Continuous integration can help here but not if you only do it on the production branch: you need to do it all over the place. Serializing all the change through 1 integration environment turns it into a bottleneck: your version system may be decentralized but if your integration process is not you are still going to be in trouble. A centralized build system works ok with a centralized version system because centralized version system serializes the changes anyway (which is a problem and not something to keep bear shaving). The whole point of decentralizing version management is decentralizing change. You need to decentralize the integration process as well.

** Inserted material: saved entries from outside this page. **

PR #112, opened 2020-09-15
Switch config based on host

psoleckimoj:
Initial test

- Switches most config in app.js
- Need to get switched config into server/clients/hub.js


psoleckimoj:
Tested this using local host file entries:

http://wayland-prisoner-content-hub-local:3000/
http://berwyn-prisoner-content-hub-local:3000/

server/app.js
```diff
@@ -176,13 +175,20 @@ const createApp = ({
...
 
-  // GovUK Template Configuration
-  const establishmentId = getEstablishmentId(config.establishmentName);
-  app.locals.asset_path = '/public/';
-  app.locals.config = {
-    ...config,
-    establishmentId,
-  };
+  app.use((req, res, next) => {
+    const replaceUrl = /-prisoner-content-hub.*$/g;
```
psoleckimoj, line 179: This string could be put into config I guess as you can do `new RegExp` from a string.

spikeheap: This looks great, and would work nicely for review apps as well if we sit them under a domain for each PR/deployment 🙌

PR #116, opened 2020-09-17
Make failed auth url configurable

psoleckimoj:
- Add config to Helm
- Add config to config file
- All url to be injected to allow testing

### DIFF
--- a/helm_deploy/prisoner-content-hub-frontend/templates/deployment.yaml
+++ b/helm_deploy/prisoner-content-hub-frontend/templates/deployment.yaml
@@ -110,6 +110,8 @@ spec:
                   key: azureAdClientSecret
             - name: AZURE_AD_CALLBACK_URL
               value: {{ printf "%s%s" (include "prisoner-content-hub-frontend.externalHost" .) .Values.prisonerAuthAD.callbackEndpoint }}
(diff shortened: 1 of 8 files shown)


spikeheap:
Do we want to tightly couple our auth flow with the CMS? I can see it has some benefits by allowing other members of the team to add content, but it _feels_ like a frontend system flow, and feels distinct from CMS content. 

As an example, I would expect the auth failure to be reported correctly if we switched to a new CMS, or had a test environment with no content.

psoleckimoj:
@spikeheap it's configurable? It's not tied to anything 😕

davidthomas22 (approved):
LGTM

spikeheap:
> @spikeheap it's configurable? It's not tied to anything 😕

What I'm getting at is that it won't work without those CMS pages, so our frontend auth flow demands a specific piece of content exist in the CMS for the auth flow to work (or rather, fail) correctly.

What makes me uncomfortable is that we're taking something that (I believe) is an integral part of the frontend auth flow, and shifting that concern into the CMS. 

As an example, we've talked about being able to fire up a vanilla version of the Drupal instance for development/test environments. To have a functional (albeit empty) site, this change introduces the need for us to create at least one page.

PR #373, opened 2017-11-07
Use different keyboard shortcut for run block

davidanthoff:
Alright, I just miss Ctrl+Enter for "execute current line" too much to not give it a default binding :) Plus, Alt+Enter is free, so we can use that for execute block.

Plus, it means we don't have any breaking change.

### DIFF
--- a/package.json
+++ b/package.json
@@ -231,11 +231,11 @@
             {
                 "command": "language-julia.executeJuliaCodeInREPL",
                 "key": "ctrl+Enter",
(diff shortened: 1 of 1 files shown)


KristofferC:
I'm a little bit sad by this (not much since I can just rebind the key). But Ctrl + Enter is block execution in Juno, IJulia (and MATLAB!) and is what a new user will typically default to. And I would argue that executing a block is in ~90% what you want to do.

ZacLN:
I'd be inclined to switch the default behaviour myself

PR #380, opened 2017-11-09
snippets: enhance function's snippet

iblis17:
peek 2017-11-09 20-42

### DIFF
--- a/snippets/snippets.json
+++ b/snippets/snippets.json
@@ -52,9 +52,9 @@
 	"Macro Declaration": {
 		"prefix": "macro",
 		"body": [
-			"macro $1($2)",
-			"\t$3",
-			"end"
+			"macro ${1:name}($2)",
+			"\t$0",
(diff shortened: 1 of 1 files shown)


davidanthoff:
I'm not a fan of this, to be honest. I feel it imposes a specific coding style on a large user base that is not really an official julia thing. I think folks that would like this kind of snippet can just add this (or some other favorite style) to their own installation with these instructions: https://code.visualstudio.com/docs/editor/userdefinedsnippets.

iblis17:
I agree that everyone has different coding style.
Can we create a snippet gallery or something like that to collect various contributed snippet?

davidanthoff:
Yes, that is a great idea! Maybe just a wiki page for now?

iblis17:
I added them here: https://github.com/JuliaEditorSupport/julia-vscode/wiki/Snippets#gallery

davidanthoff:
Great, thanks!

PR #390, opened 2017-11-13
handle workspaceFolders

ZacLN:


src/extension.ts
```diff
@@ -159,4 +159,7 @@ async function startLanguageServer() {
             g_serverstatus.hide();
         })
     })
+    vscode.workspace.onDidChangeWorkspaceFolders((e) => {
+        g_languageClient.sendRequest('workspace/didChangeWorkspaceFolders', e.added)
+    })
```
davidanthoff: Don't we have to handle removing workspace folders as well?

davidanthoff: Oh, and I kind of had assumed the languageClient would handle this stuff automatically? Seems weird that we need to listen to the ``onDidChangeWorkspaceFolder`` event here and then rerout it to the LS...

package.json
```diff
@@ -1,353 +1,358 @@
...
+		"mocha": "^4.0.1",
+		"@types/node": "^8.0.47",
+		"@types/mocha": "^2.2.44"
+	},
+	"__metadata": {
+		"id": "038dd41f-4a41-48e3-87de-ab2ea4310780",
+		"publisherDisplayName": "julialang",
+		"publisherId": "205aeff7-3cad-4caf-9f66-11fb2a0cbc74"
+	}
+}
```
davidanthoff: This commit shouldn't have any edits to this file either :)

package-lock.json
```diff
@@ -2738,27 +2887,17 @@
...
             "integrity": "sha1-pcbVMr5lbiPbgg77lDofBJmNY68=",
             "dev": true
         },
-        "yallist": {
-            "version": "https://registry.npmjs.org/yallist/-/yallist-2.1.2.tgz",
-            "integrity": "sha1-HBH5IY8HYImkfdUS+TxmmaaoHVI="
-        },
         "yauzl": {
             "version": "2.9.1",
             "resolved": "https://registry.npmjs.org/yauzl/-/yauzl-2.9.1.tgz",
```
davidanthoff: This commit shouldn't have any edits to this file :)

src/repl.ts
```diff
@@ -266,7 +266,7 @@ function executeFile() {
     if (!editor) {
         return;
     }
-
+
```
davidanthoff: Not important, but there also doesn't need to be an edit here, right?

innerlee: I suggest do a pr removing all the training spaces in source files.
Reasons are:
1. Some plugins highlight trailing spaces. Keeping them is not good looking.
2. Some configurations can remove trailing spaces when saving. It will be a pain to retain thoes spaces.

src/extension.ts
ZacLN: It's supposed to automatically send a notification on the above event when both server and client have `workspaceFolders`cababilities but doesn't in practice

davidanthoff:
For now I've just committed the line ``g_languageClient.registerProposedFeatures();`` on ``master`` (without a PR), we certainly need that. I'm still hoping that we can figure out how to get the notifications automatically without rolling our own version.

PR #397, opened 2017-11-18
WIP Add juliavscode/html mime type

davidanthoff:


davidanthoff:
This allows a type to spit out some custom HTML to be shown in the plot pane in VS Code. Right now we don't capture output as HTML for the plot pane because that would capture more than just plots (for example it would capture DataFrame output into the plot pane, which seems not ideal). With this one here a plot package can create some specific display logic for VS Code. The neat thing is that the package doesn't need to take a dependency on anything VS Code specific, it just adds support for a custom mime type, and done. I'm experimenting with that over in VegaLite.jl right now

davidanthoff:
This was still WIP, i.e. I was not really sure whether we should merge it :) Having thought about it now, probably ok to just have it in there, so no worries.

But maybe we'll follow the convention that for PRs from the two of us, we'll always let the person who opened the PR merge that PR? After the other one has approved? I know I haven't followed that always, but that might make sense? And for PRs from others, we only merge once both of us have approved the PR?

ZacLN:
Yep sorry about that, it is the convention we've been following I got mixed up in a flurry of merges

aaronsheldon:
oh man I'm really going back and forth on this one. Having data frames, help and methods() outputs, etc... render in a separate pane can be very handy. But I see the point - in that there is a tension between the default behavior of VSCode, and the default behavior of individual packages. In particular one generally expects what happens in the REPL to stay in the REPL, unless you use a function that one explicitly expects to step out of that IO stream.

Perhaps a configuration option can be added to enable/disable REPL html output to a separate pane, with the default configuration to disable? Maybe call the option "EnableRichOutput"?

PR #406, opened 2017-11-22
Update README.md

scls19fr:


innerlee:
We can find this command at the `File` menu, but the command itself does not belong to `File`, I think

scls19fr:
being a new user of Visual Studio Code I spent some time to find this command...

davidanthoff:
Thanks, this is a good suggestion. I just merged and pushed a slightly different formulation that does the same thing (seemed easier than go back and forth on this PR). Thanks for the inspiration!

PR #414, opened 2017-11-26
Add dependants test Task

ZacLN:


src/tasks.ts
```diff
@@ -44,7 +44,16 @@ async function provideJuliaTasksForFolder(folder: vscode.WorkspaceFolder): Promi
             let testTask = new vscode.Task({ type: 'julia', command: 'test' }, folder, `Run tests`, 'julia', new vscode.ProcessExecution(g_settings.juliaExePath, ['--color=yes', '-e', 'Pkg.test(Base.ARGS[1])', rootPath]), "");
             testTask.group = vscode.TaskGroup.Test;
             testTask.presentationOptions = { echo: false };
-            result.push(testTask);
+            result.push(testTask);   
+        }
+
+        if (await fs.exists(path.join(rootPath, 'REQUIRE'))) {
```
davidanthoff: That is probably a bit too lose, someone might have opened just the ``test`` folder of a package, and that can also contain a ``REQUIRE`` file. I think a more robust version would be to simply test whether the folder is a child folder of ``.julia/v0.x``, right? [This](https://github.com/JuliaEditorSupport/julia-vscode/blob/master/src/openpackagedirectory.ts#L19) line would give you the package root folder, and then we can just check whether the current folder is a direct (!) child of that, right?

src/tasks.ts
```diff
@@ -44,7 +44,16 @@ async function provideJuliaTasksForFolder(folder: vscode.WorkspaceFolder): Promi
...
+            let scriptpath = path.join(g_context.extensionPath, 'scripts', 'test_deps.jl')
```
davidanthoff: Can we move the ``test_deps.jl`` file into a folder ``tasks``?

src/tasks.ts
```diff
@@ -44,7 +44,16 @@ async function provideJuliaTasksForFolder(folder: vscode.WorkspaceFolder): Promi
...
+            let depTestTask = new vscode.Task({ type: 'julia', command: 'test' }, folder, `Run tests on dependents`, 'julia', new vscode.ProcessExecution(g_settings.juliaExePath, ['--color=yes', '-e', 'include("' + scriptpath + '")', path.basename(rootPath)]), "");
```
davidanthoff: I believe we need to use a different string for ``command`` because ``test`` is used above already. Maybe just ``testdependencies``?

Can we make the description ``Run tests of dependent packages``? Or something like that?

I think we can skip the whole ``-e 'include(...)'`` stuff and just pass ``scriptpath`` as the second element in that array?

scripts/test_deps.jl
```diff
@@ -0,0 +1,20 @@
+function get_deps(pkg, deps = Set{String}())
+    for d in Pkg.dependents(pkg)
+        push!(deps, d)
+        get_deps(d, deps)
```
davidanthoff: Hm, maybe we should just test direct dependencies? I'm not sure, but this might take a very long time...

PR #429, opened 2017-12-24
Add telemetry support

davidanthoff:
This will give us telemetry reports on how users actually use the extension. We can do all sorts of crazy things with this, for example detect performance problems in the wild etc.

I think there is also a way to automatically get crash reports with stack traces whenever anything goes wrong on any client system. If so, that should help us a lot with improving the quality of the extension.

We'll have to think about user opt in. I think right now it just uses the global VS Code user setting on that, but we might need our own.

Also, this is far from ready. And I need to figure out how I can give @ZacLN access to my Azure Application Insights account.

TODO
- [x] Crash reports from extension
- [x] Crash reports from LS
- [x] Add user opt-out option
- [x] Give @ZacLN access to Azure App Insights
- [x] Remove user part of paths in stack trace
- [x] Write privacy policy
- [x] Instrument more code (optional)
- [ ] Add support for LS instrumentation (optional)


ZacLN:
Stack traces filling up my inbox would be a true Christmas present! 😃

davidanthoff:
@ZacLN can you take a look at https://github.com/JuliaEditorSupport/julia-vscode/wiki/Telemetry. Does that sound reasonable to you? I'll also ask on the slack channel for opinions.

davidanthoff:
@ZacLN Now ready for review! I changed the whole opt-in thing again. Essentially we now never send anything unless a user has explicitly agreed to that. BUT, I've made it easier to agree than to opt-out :)

Issue #176, opened 2017-06-09
Add a grid view for tables


davidanthoff:
It can definitely be done, see https://github.com/microsoft/vscode-mssql and https://github.com/microsoft/angular2-slickgrid. Probably a big project, this issue is mainly to remind me of these links for later.

davidanthoff:
Has been shipping for a while.

PR #438, opened 2018-01-02
WIP Add table view option

davidanthoff:
Very much work in progress.

I'm using https://www.datatables.net/ for the actual UI, mostly because it seemed really simple to integrate. Probably worth checking whether that is a good choice or not.

### DIFF
--- a/package.json
+++ b/package.json
@@ -32,6 +32,7 @@
         "onCommand:language-julia.lint-package",
         "onCommand:language-julia.show-plotpane",
         "onCommand:language-julia.reload-modules",
+        "onCommand:language-julia.showTableView",
         "onLanguage:julia",
         "onLanguage:juliamarkdown",
         "workspaceContains:deps/build.jl",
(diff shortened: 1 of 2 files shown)


xiaodaigh:
I had some experience using the https://github.com/bvaughn/react-virtualized to show only part of the table; so it would be an awesome addition as performance can serious degradation if not careful with the implementation especially when dealing with large datasets.

datatables.net is fine if you implementation the lazy load feature. I find react-virtualized easier to use but then you have to use react but I guess it's quite popular now.

Ken-B:
see #176, a reminder from the past ;-)

davidanthoff:
Haha, yes, this is not new. But now I have a bit more of an idea how to do it and actually think it is not really that big of a project. At least to get something basic going. Big datasets will be a different story...

davidanthoff:
I'm closing this attempt because the whole architecture for custom web views in VS Code has changed in the meantime. I still plan to do this, but there is nothing in this PR that would be useful at this point.

PR #446, opened 2018-01-14
use full exec path

innerlee:
using `julia` might trigger error in some case. Use full path works fine.

screenshot_2018-01-14_14-37-12

### DIFF
--- a/src/juliaexepath.ts
+++ b/src/juliaexepath.ts
@@ -35,7 +35,7 @@ export async function getJuliaExePath() {
             let foundJulia = false;
             for (let p of pathsToSearch) {
                 try {
-                    var res = await exec(`"${p}" -e "println(VERSION < v\\"0.7-\\" ? JULIA_HOME : Sys.BINDIR)"`);
+                    var res = await exec(`"${p}" --startup-file=no --history-file=no -e "println(VERSION < v\\"0.7-\\" ? JULIA_HOME : Sys.BINDIR)"`);
                     if (p == 'julia' || p == "julia.exe") {
                         // use full path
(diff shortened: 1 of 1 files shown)


src/juliaexepath.ts
```diff
@@ -5,6 +5,7 @@ import * as os from 'os';
 import * as path from 'path';
 import * as process from 'process';
 var exec = require('child-process-promise').exec;
+var which = require('which')
```
davidanthoff: Add a ``;`` at the end.

src/juliaexepath.ts
```diff
@@ -36,10 +37,12 @@ export async function getJuliaExePath() {
             for (let path of pathsToSearch) {
                 try {
                     var res = await exec(`"${path}" -v`);
-
                     actualJuliaExePath = path;
+                    if (actualJuliaExePath == 'julia') {
+                        actualJuliaExePath = which.sync('julia')
```
davidanthoff: Could you change this to use ``await``? You'll need to promisfy ``which`` to do that. I think [this](https://nodejs.org/dist/latest-v8.x/docs/api/util.html#util_util_promisify_original) describes quite well how to promisfy a function like ``which`` so that it can be used with ``await``.

innerlee:
Tested on Ubuntu and Win 10. I do not have Mac.

davidanthoff:
Lets just wing it with Mac. I've never tested this on Mac in the first place, plus we'll have lots of beta testers with Mac, so if there is a problem, we can figure it out then. Thank!

@ZacLN ok with you? Just waiting for your review, and then we can merge.

davidanthoff:
Thanks, @innerlee!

In a nutshell, this is how the linux kernel handles thousands of kloc of changes per day with hundreds of developers. And, yes, it is no coincidence that those guys came up with git. The linux kernel deals with design erosion by a continuous re development. The change is not additive, people are literally making changes all over the linux source tree, all the time. There is no way in hell they could deal with this in a centralized version management type environment. As far as I know, the linux kernel has no automated continuous integration. But they do have thousands of developers running all sorts of developer builds and reporting bugs against them, which is really the next best thing. Nothing gets in the mainline kernel without this taking place.